[Start of Attachment]

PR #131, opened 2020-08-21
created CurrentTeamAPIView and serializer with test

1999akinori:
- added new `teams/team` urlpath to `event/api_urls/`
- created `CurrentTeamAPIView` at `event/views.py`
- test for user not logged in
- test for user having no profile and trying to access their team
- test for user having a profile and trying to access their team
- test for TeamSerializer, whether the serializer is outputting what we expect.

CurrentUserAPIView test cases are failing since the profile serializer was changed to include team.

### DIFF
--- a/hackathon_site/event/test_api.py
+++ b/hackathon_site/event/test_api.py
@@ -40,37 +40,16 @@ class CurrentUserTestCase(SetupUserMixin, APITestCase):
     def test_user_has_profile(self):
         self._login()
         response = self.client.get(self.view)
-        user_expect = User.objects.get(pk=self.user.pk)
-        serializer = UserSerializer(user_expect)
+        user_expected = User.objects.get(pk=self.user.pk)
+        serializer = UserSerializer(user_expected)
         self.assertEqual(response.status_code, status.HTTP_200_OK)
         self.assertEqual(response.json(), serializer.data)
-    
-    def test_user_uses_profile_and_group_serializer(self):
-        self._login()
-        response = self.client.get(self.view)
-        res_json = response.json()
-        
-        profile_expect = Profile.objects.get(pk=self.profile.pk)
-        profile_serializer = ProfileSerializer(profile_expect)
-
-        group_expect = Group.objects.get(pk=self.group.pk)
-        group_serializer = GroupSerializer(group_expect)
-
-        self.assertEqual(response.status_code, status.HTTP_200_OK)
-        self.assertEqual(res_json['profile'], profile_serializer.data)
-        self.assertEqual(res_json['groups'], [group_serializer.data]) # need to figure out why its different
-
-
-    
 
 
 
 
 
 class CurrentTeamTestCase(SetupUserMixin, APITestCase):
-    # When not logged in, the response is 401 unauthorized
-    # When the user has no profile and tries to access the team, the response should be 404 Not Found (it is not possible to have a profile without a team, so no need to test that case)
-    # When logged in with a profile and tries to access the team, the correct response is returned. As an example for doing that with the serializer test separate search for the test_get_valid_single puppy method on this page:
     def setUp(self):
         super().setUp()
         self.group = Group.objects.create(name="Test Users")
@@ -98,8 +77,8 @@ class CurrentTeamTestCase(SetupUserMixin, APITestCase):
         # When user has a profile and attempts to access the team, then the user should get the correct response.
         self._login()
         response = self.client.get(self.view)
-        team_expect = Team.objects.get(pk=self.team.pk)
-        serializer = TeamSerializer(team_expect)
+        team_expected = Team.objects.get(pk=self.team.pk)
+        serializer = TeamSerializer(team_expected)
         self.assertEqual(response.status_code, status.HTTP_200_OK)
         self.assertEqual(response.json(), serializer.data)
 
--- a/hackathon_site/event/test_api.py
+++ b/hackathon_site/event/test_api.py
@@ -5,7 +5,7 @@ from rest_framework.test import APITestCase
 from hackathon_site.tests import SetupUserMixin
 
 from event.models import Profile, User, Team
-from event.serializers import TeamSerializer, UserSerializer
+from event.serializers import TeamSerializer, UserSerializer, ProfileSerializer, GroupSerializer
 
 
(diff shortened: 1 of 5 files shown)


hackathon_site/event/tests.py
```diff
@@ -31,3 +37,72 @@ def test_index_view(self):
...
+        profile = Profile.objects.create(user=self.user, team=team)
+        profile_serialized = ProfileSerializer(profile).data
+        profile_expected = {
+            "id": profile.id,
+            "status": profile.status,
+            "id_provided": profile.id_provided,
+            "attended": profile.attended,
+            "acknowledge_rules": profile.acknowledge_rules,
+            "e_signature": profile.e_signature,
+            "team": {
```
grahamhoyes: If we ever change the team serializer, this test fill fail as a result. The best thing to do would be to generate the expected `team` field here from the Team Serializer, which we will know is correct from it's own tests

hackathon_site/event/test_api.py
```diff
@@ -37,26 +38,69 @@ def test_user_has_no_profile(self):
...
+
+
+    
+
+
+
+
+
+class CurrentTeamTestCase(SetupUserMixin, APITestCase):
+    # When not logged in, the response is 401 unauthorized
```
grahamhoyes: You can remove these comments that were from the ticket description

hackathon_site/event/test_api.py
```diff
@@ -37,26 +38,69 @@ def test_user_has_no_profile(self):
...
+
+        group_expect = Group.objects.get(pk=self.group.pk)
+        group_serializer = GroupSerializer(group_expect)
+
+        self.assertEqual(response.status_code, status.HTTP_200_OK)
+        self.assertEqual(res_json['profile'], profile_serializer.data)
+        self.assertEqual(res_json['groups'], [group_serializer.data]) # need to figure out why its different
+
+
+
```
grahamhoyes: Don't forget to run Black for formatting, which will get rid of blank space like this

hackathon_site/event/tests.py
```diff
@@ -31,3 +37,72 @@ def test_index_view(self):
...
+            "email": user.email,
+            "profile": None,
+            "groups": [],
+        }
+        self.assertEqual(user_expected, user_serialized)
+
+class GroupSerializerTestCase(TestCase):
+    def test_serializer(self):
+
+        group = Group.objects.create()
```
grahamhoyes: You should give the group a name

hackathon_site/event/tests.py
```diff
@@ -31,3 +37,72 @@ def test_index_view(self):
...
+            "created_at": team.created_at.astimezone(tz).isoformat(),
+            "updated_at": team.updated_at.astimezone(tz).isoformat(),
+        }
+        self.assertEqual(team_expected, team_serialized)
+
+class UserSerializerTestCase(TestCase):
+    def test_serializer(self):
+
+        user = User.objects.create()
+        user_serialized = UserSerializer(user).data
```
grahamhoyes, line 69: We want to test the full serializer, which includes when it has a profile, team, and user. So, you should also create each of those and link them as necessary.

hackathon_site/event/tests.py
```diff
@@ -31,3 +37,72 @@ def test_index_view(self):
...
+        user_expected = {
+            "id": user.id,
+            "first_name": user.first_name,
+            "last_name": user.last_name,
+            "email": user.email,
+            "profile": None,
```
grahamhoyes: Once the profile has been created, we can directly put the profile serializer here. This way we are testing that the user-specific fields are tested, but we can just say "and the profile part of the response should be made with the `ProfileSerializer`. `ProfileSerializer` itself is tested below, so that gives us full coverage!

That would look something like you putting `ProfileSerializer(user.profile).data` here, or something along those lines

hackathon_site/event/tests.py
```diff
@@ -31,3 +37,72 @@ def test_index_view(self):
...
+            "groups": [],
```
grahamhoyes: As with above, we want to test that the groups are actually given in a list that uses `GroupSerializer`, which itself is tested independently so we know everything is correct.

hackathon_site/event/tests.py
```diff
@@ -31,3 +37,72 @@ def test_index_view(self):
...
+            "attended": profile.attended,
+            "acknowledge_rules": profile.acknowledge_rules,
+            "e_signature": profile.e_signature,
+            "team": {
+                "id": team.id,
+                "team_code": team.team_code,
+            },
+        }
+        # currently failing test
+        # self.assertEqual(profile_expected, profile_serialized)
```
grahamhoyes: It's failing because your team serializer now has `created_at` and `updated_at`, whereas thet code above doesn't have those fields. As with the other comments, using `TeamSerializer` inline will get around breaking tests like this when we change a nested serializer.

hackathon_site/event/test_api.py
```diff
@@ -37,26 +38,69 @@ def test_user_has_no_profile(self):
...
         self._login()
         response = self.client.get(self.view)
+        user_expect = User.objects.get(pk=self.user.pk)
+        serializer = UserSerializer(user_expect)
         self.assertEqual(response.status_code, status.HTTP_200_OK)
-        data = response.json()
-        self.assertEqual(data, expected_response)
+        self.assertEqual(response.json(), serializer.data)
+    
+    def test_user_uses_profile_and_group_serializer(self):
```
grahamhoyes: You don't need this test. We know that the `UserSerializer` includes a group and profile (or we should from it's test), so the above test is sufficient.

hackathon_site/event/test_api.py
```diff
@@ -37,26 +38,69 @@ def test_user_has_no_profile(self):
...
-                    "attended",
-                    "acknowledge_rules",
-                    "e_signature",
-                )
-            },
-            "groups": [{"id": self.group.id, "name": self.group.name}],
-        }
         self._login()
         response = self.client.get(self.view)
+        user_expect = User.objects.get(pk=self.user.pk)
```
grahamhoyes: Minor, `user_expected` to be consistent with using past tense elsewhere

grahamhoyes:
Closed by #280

[End of Attachment]

**WHAT TO PRODUCE**
Could you copy each line in the listing above that includes the word "astimezone"?

**TASK OUTPUT**
+            "created_at": team.created_at.astimezone(tz).isoformat(),
+            "updated_at": team.updated_at.astimezone(tz).isoformat(),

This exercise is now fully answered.